(Exercise inputs)

PR #482, opened 2026-06-22
[MODEL-23851] Add SLO/SLI observability for MCP Sandbox executions

j1z0:
## What & why

[MODEL-23851](https://datarobot.atlassian.net/browse/MODEL-23851)

Operationalizes the MCP Sandbox with **reliability observability**. The Workload API OTel telemetry pipeline already exists (PBMP-7570), but there were **no SLO/SLIs for sandbox executions** — no success-rate signal and no honest failure taxonomy (OOM was indistinguishable from a generic error).

This PR adds **backend-agnostic** SLI instrumentation at the `Sandbox` Protocol layer, so it covers `DataRobotWorkloadSandbox` (and any future backend) identically — the SLIs are defined once and are portable to the Workload API side (follow-up).

## Changes

- **`drtools/sandbox/observability.py`** (new)
  - `InstrumentedSandbox` — wraps any `Sandbox` backend; emits metrics + a `sandbox.execute` span around each run.
  - Three SLIs (OTel; names mirror the workload-api convention):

(End Exercise inputs)

= Problem to solve =
Could you transcribe the records in full, exactly?

= Response to this exercise =
PR #482, opened 2026-06-22
[MODEL-23851] Add SLO/SLI observability for MCP Sandbox executions

j1z0:
## What & why

[MODEL-23851](https://datarobot.atlassian.net/browse/MODEL-23851)

Operationalizes the MCP Sandbox with **reliability observability**. The Workload API OTel telemetry pipeline already exists (PBMP-7570), but there were **no SLO/SLIs for sandbox executions** — no success-rate signal and no honest failure taxonomy (OOM was indistinguishable from a generic error).

This PR adds **backend-agnostic** SLI instrumentation at the `Sandbox` Protocol layer, so it covers `DataRobotWorkloadSandbox` (and any future backend) identically — the SLIs are defined once and are portable to the Workload API side (follow-up).

## Changes

- **`drtools/sandbox/observability.py`** (new)
  - `InstrumentedSandbox` — wraps any `Sandbox` backend; emits metrics + a `sandbox.execute` span around each run.
  - Three SLIs (OTel; names mirror the workload-api convention):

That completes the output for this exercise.